*EXERCISE:* Find the line with "-749,7 +749,7 @@ class" and the line with "self._target_type == TargetType.TEXT_GENERATION" in the entries below; output exactly those two lines, every line between them, and no others.

*EXERCISE MATERIAL:*

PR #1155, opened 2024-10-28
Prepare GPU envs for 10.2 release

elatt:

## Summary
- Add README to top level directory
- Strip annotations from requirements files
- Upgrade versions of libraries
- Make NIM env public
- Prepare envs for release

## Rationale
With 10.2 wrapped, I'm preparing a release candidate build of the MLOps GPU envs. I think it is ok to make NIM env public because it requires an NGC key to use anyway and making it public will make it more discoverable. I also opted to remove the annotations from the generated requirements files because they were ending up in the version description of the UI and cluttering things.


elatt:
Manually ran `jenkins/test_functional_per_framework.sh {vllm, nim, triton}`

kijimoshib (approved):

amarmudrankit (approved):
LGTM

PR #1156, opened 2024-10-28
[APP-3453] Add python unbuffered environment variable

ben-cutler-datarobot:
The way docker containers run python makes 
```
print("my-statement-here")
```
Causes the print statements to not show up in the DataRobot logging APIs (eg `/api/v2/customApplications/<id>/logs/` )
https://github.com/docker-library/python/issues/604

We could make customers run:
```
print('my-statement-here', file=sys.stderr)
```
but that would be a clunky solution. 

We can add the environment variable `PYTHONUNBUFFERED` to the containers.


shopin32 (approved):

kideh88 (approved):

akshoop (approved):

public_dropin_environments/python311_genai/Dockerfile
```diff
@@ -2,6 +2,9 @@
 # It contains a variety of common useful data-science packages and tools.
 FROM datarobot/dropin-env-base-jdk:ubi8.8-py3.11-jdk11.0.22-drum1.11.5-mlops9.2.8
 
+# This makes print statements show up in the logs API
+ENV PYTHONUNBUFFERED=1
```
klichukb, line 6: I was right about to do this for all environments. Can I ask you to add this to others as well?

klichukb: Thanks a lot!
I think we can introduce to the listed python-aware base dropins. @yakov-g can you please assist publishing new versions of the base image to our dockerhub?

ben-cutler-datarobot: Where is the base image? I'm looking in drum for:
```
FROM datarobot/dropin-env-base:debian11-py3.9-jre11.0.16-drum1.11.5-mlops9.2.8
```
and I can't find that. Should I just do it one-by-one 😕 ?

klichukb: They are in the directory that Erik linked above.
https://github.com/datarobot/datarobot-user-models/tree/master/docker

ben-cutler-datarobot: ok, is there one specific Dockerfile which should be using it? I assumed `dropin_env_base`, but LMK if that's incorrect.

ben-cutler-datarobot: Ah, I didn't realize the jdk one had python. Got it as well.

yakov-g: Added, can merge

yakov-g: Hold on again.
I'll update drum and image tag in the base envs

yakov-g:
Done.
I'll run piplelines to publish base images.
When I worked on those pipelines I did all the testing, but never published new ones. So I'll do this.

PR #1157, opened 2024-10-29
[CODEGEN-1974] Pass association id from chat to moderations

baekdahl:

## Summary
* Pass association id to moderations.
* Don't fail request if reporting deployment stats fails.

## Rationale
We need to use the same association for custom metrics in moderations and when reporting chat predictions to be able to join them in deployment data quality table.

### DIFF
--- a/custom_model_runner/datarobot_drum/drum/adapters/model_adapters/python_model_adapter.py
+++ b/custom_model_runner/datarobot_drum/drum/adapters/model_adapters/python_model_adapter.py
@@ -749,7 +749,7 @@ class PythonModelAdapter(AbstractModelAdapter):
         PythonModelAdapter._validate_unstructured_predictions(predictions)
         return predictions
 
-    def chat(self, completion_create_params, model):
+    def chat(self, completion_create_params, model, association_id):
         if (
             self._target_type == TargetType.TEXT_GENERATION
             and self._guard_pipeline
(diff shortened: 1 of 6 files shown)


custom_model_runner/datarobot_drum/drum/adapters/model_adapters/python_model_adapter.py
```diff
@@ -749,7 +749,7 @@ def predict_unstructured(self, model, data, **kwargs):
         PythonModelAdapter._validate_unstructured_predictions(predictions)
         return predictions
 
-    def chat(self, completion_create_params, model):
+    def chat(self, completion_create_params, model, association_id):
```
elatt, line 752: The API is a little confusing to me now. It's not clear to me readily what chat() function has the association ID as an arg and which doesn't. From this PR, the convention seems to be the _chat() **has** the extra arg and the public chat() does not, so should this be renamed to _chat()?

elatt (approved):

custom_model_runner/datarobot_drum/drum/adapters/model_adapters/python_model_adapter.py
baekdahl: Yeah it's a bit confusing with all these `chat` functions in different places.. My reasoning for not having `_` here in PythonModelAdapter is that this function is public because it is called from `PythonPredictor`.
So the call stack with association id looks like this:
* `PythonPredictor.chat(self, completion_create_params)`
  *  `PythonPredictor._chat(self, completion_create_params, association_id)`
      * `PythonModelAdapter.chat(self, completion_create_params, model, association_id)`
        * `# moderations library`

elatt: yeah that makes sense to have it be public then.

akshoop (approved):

*RESPONSE FOR THIS EXERCISE:*
@@ -749,7 +749,7 @@ class PythonModelAdapter(AbstractModelAdapter):
         PythonModelAdapter._validate_unstructured_predictions(predictions)
         return predictions
 
-    def chat(self, completion_create_params, model):
+    def chat(self, completion_create_params, model, association_id):
         if (
             self._target_type == TargetType.TEXT_GENERATION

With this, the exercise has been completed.